In other words, by rapidly solidifying the molten metal, it is possible to maintain a sufficiently solid Si state, and to obtain hardness by dispersing and precipitating Ni ₂ Si in the aging heat treatment without aligning the solution heat treatment. That is, it is considered that the wear resistance could be improved.

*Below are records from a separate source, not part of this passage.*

PR #929, opened 2026-09-12
build: install UI dependencies with --ignore-scripts

blaipr:
Sits on top of #928 and the rest of that stack. From the supply chain section of the [roadmap thread](https://forum.ascender-automation.org/d/15-to-do-list-of-major-things-on-the-roadmap).

## Problem

`npm ci` runs each package's install scripts by default, which is how the Axios class of attack executes: a compromised release runs code during install, before anything is built, linted or reviewed. Three places install the UI dependencies and none of them opts out.

## Change

`--ignore-scripts` on all three: the Makefile target that `make ui-release` and therefore the image build reach, the CI job, and `awx/ui/Dockerfile`.

Nothing in this tree needs those scripts. The lockfile marks two packages with `hasInstallScript`:

- `fsevents`, optional and macOS only, so it is never installed on the build hosts.
- `unrs-resolver`, whose native binding is also published as a platform `optionalDependency`, so npm installs the right one without running the script. Its postinstall is the fallback for when that does not happen.

## Checks

Run locally on node 24, which is one of the versions `package.json` allows:

- `npm ci --ignore-scripts` completes and reports 0 vulnerabilities.
- `node_modules/@unrs/resolver-binding-linux-x64-gnu` and `-musl` are present afterwards, so the resolver has its binding.
- `npx eslint src/screens/Login` exits clean, which is the thing that would break first if import resolution were broken.
- `npx vite build` produces the expected tree, `index.html` plus `static/{css,js,media}`, 11 MB.

## Worth knowing

This does not protect against a malicious package that runs at import time rather than at install time, and it does not replace pinning or auditing. It closes the window where install alone is enough.


blaipr:
Thanks, went through all three.

**Applied: the Makefile one.** It was right and it mattered. `--ignore-scripts` covered only the `awx/ui/node_modules` rule, while `ui-lint`, `ui-type-check`, `ui-test`, `ui-test-screens` and `ui-test-general` each ran their own bare `npm --prefix awx/ui install`. Four of those five are CI matrix entries, so an install script could still run on every pull request and the protection was worth less than it looked.

Rather than repeating the flag five times, those targets now depend on `awx/ui/node_modules`, which is the rule that already does the protected install. That is what `ui-devel` and `ui-devel-test` already did, so the file is consistent as well as safe, and there is one place left to change if the install ever needs to differ.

  As mentioned above, although the Example by this invention and the modification based on this were demonstrated, this invention is not necessarily limited to this, A person skilled in the art will deviate from the main point of this invention, or the attached claim. Various alternative embodiments and modifications could be found without doing so. For example, the alloy component composition may be provided with additional alloy components so long as the essential features of the present invention are not lost so that additional effects can be obtained.

1 Mold 2 Heat insulation material 3 Molten metal

Claims (2)

  In mass%, Ni is 6.5 to 8.8%, Si is 1.5 to 2.5%, Cr is 0.3 to 1.3%, and Ni / Si ratio is 3.3 to 4.8. It is a precipitation hardening type copper alloy having a component composition with the balance being Cu and inevitable impurities, and having a hardness of 200 Hv or more by dispersing precipitates elongated in the <110> direction of the Cu matrix. Precipitation hardening type copper alloy. In mass%, Ni is 6.5 to 8.8%, Si is 1.5 to 2.5%, Cr is 0.3 to 1.3%, and Ni / Si ratio is 3.3 to 4.8. A method for producing a precipitation hardening copper alloy having a component composition in which the balance is Cu and inevitable impurities,
After quenching and solidifying so that the average secondary dendrite arm spacing is 20 μm or less, a hardness of 200 Hv or more is given by aging heat treatment that is maintained at a temperature within a temperature range of 400 to 500 ° C. without heating to at least 900 ° C. or more. A method for producing a precipitation-hardening type copper alloy.